- The paper presents a novel framework integrating MPM simulations with video diffusion priors to refine dynamic 3D Gaussian scenes.
- It employs score distillation sampling with truncated back-propagation through time to optimize physical parameters and ensure stable convergence.
- Experimental results show competitive performance against PhysDreamer while highlighting challenges in simulating diverse 4D motion interactions.
DreamPhysics: Learning Physics-Based 3D Dynamics with Video Diffusion Priors
Introduction
"DreamPhysics" introduces a novel framework for learning physical properties of dynamic 3D Gaussians with video diffusion priors. Amidst rapidly expanding demand for realistic dynamic 3D interactions in applications such as VR and video gaming, this work aims to bridge the gap between static 3D assets and dynamic simulation by integrating physics-based simulation with video diffusion models. Unlike prior approaches that rely on manual parameter assignments and suffer from unrealistic simulations, DreamPhysics optimizes physical parameters through distillation of video generative models, yielding more realistic motions in 4D content.
Figure 1: (a): the setting of physical properties will significantly affect the quality of simulated videos; (b) current video diffusion models can hardly control to generate desired results.
Method Overview
DreamPhysics combines a material point method (MPM) simulation with video diffusion model guidance to refine physical parameters of a static 3D Gaussian Splatting scene. Initiating with a series of inferred parameters, the framework renders a 4D video through MPM simulation; inaccuracies due to initial parameter settings are iteratively refined using score distillation sampling (SDS) from previously rendered videos. The iterative refinement continues until physical parameters converge to produce realistic 4D scenes.

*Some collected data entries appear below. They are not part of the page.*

PR #186, opened 2017-05-26
Add recording log output dir attribute to sairedis

kcudnik:


lib/src/sai_redis_record.cpp
```diff
@@ -104,3 +107,43 @@ std::string joinFieldValues(
...
 }
+
+sai_status_t setRecordingLogOutputDir(
+        _In_ const sai_attribute_t &attr)
+{
+    SWSS_LOG_ENTER();
+
+    if (attr.value.s8list.count == 0)
+    {
+        logOutputDir = ".";
```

Figure 2: Overview of DreamPhysics. We first initialize a set of physical parameters for a static 3D GS, which is then fed through a series of optimizations to refine physical parameters based on simulated results.
Parameter Optimization
The core of DreamPhysics revolves around differentiable MPM simulations and 3D GS rendering. The backward propagation of gradients through these differentiable components enables optimization of the physical parameters. The gradients calculated using SDS are flowed backward over the simulation parameters and into the physical properties for refinement across epochs.
Additionally, the implementation of truncated back-propagation through time (BPTT) paired with frame interpolation mitigates gradient vanishing/exploding dilemmas, providing a stable update path for each training epoch.

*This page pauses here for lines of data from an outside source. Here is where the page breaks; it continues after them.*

PR #188, opened 2017-05-30
[syncd]: Remove SWSS_LOG_TIMER and update log level

stcheng:
- Remove counter collection timer
- Change counter thread log to INFO

### DIFF
--- a/syncd/syncd_counters.cpp
+++ b/syncd/syncd_counters.cpp
@@ -12,8 +12,6 @@ void collectCounters(swss::Table &countersTable,
 
     SWSS_LOG_ENTER();
 
-    SWSS_LOG_TIMER("get counters");
-
     uint32_t countersSize = (uint32_t)supportedCounters.size();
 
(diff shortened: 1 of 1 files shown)


syncd/syncd_counters.cpp
```diff
@@ -136,10 +134,10 @@ void endCountersThread()
...
     if (g_countersThread != NULL)
     {
-        SWSS_LOG_NOTICE("counters thread join");
+        SWSS_LOG_INFO("counters thread join");
 
         g_countersThread->join();
     }
 
-    SWSS_LOG_NOTICE("counters thread ended");
+    SWSS_LOG_INFO("counters thread ended");
```
kcudnik: those are not needed i think to change to info, but they can stay

stcheng: I think they are more code related logs that end users are  not going to care about. So I move it to INFO.

kcudnik: ok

Frame Interpolation and Log Gradient
Frame interpolation strategies segment video frames into multiple groups providing a window for iterative optimization across diverse motion scenarios. Logarithmic gradient updates are leveraged to equalize granularity in gradient updates across widely varying physical parameter magnitudes, ensuring accurate convergence for properties such as Young’s modulus.
Experiments
DreamPhysics is experimented upon under text-conditioned and image-conditioned optimizations, showcasing its effectiveness in moderating physical parameters for realistic simulations.

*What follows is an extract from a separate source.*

PR #189, opened 2017-05-31
[sairedis]: Increase the GET response timeout to 6 min

stcheng:


stcheng:
@kcudnik yes. I have sent out https://github.com/Azure/sonic-swss/pull/230 as well.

Figure 3: Text-conditioned optimization. (a): if Young's modulus is set too low, the ficus will excessively tilt; (b): if set too high, oscillation becomes vague.
Figure 4: Image-conditioned optimization. (a): Excessive deformation with low modulus; (b): With high modulus, deformation is insufficient.
Comparison and Discussion
In comparative evaluations against PhysDreamer, DreamPhysics displays competitive performance by distilling video priors more effectively. Unlike PhysDreamer which principally relies on using ground-truth video generated by SVD, DreamPhysics enriches optimization through the integrated process of video prior distillation.
Figure 5: Comparison with our concurrent work PhysDreamer.
Nonetheless, challenges remain, such as expanding simulated motion diversity beyond collision events and swaying, and formulating physics-based metrics to better evaluate simulation quality. The current simulators’ limitations in handling extensive scene interactions also pose an area ripe for enhancement.
Conclusion
DreamPhysics exemplifies a methodological advance in optimizing and learning physical dynamics within 3D simulations. By integrating video diffusion priors with physical property optimization, it achieves more realistic movement generation. This research paves the way for future exploration in dynamic 3D scene simulation, offering promising directions for expanding the variety and complexity of simulated interactions in virtual environments.